PROBLEM TO WORK ON:
Which lines in the records below contain the word "automatically"? Report each of them.

RECORDS FOR THIS EXERCISE:
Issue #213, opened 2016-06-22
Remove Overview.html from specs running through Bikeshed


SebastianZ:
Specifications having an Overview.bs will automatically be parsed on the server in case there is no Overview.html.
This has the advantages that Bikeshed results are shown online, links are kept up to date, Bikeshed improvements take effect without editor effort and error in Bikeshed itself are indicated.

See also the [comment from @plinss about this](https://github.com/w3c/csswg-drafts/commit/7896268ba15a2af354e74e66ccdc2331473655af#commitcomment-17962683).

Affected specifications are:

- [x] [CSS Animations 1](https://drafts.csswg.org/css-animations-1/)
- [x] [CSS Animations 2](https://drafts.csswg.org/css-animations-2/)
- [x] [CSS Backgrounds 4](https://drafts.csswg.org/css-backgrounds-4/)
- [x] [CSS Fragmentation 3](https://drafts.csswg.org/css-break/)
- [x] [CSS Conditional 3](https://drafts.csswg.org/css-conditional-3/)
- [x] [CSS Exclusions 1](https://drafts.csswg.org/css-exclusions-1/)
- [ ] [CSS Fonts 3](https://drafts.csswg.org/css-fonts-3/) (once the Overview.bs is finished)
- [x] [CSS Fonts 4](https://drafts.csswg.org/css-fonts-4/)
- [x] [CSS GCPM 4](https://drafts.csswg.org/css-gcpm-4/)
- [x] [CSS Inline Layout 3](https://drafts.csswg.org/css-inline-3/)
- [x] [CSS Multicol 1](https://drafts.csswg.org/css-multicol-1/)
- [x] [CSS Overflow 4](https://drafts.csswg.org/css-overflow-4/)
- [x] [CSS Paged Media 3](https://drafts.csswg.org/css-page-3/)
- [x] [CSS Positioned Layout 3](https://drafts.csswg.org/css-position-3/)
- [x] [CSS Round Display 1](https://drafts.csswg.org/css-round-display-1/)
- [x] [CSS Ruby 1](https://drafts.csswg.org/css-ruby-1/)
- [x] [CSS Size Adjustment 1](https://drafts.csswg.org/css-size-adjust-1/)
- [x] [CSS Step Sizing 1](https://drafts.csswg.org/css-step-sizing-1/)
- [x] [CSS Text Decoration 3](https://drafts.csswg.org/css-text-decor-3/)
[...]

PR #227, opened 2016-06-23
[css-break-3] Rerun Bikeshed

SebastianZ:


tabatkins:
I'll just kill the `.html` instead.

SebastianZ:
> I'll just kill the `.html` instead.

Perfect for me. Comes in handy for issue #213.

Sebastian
==
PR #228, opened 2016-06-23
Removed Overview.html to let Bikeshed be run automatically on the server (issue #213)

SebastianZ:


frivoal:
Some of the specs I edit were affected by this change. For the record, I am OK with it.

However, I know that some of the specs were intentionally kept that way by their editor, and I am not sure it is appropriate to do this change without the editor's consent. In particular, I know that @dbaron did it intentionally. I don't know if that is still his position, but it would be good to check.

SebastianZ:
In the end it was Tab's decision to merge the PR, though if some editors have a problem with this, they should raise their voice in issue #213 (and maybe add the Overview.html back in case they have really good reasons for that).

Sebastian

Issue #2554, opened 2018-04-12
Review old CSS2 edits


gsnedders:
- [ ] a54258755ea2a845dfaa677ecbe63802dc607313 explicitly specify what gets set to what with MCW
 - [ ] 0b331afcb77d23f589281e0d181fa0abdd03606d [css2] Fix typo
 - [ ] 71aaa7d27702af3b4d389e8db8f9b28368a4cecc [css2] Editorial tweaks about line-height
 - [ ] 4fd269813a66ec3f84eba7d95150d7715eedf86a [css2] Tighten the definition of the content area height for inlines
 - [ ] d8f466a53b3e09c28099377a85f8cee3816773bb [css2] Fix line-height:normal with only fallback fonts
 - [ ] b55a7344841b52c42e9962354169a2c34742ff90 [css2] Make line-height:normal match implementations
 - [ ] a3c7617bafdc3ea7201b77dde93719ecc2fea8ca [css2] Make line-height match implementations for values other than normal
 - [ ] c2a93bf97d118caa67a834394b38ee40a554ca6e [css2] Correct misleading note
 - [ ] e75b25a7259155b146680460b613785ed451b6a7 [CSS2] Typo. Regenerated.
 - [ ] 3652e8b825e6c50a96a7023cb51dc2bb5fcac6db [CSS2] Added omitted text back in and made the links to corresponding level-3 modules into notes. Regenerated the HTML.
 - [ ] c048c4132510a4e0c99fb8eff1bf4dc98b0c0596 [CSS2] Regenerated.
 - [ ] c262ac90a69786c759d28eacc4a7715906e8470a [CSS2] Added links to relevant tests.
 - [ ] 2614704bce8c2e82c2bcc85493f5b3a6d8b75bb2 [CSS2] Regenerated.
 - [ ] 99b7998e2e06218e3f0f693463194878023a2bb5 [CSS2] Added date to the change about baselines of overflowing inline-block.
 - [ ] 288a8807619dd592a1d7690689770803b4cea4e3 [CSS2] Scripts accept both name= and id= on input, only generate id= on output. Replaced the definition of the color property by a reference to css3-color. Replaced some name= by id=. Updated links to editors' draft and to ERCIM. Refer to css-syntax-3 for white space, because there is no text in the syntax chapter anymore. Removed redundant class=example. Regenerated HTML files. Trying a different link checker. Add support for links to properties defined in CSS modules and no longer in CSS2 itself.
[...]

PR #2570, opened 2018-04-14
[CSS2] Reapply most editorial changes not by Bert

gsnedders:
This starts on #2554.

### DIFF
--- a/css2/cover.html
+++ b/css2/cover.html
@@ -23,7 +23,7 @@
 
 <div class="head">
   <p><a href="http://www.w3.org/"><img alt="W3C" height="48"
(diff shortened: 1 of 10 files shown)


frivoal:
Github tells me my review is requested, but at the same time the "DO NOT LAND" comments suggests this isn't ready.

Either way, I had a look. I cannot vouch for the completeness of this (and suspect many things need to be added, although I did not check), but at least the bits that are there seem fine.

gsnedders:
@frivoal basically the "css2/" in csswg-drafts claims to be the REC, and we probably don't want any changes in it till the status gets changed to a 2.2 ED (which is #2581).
* * *
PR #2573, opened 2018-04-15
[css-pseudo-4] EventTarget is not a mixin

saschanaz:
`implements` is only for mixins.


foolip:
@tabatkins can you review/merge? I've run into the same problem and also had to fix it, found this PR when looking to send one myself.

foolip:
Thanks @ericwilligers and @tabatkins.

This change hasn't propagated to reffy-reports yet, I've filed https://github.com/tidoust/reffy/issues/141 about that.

FINISHED EXERCISE:
Specifications having an Overview.bs will automatically be parsed on the server in case there is no Overview.html.
Removed Overview.html to let Bikeshed be run automatically on the server (issue #213)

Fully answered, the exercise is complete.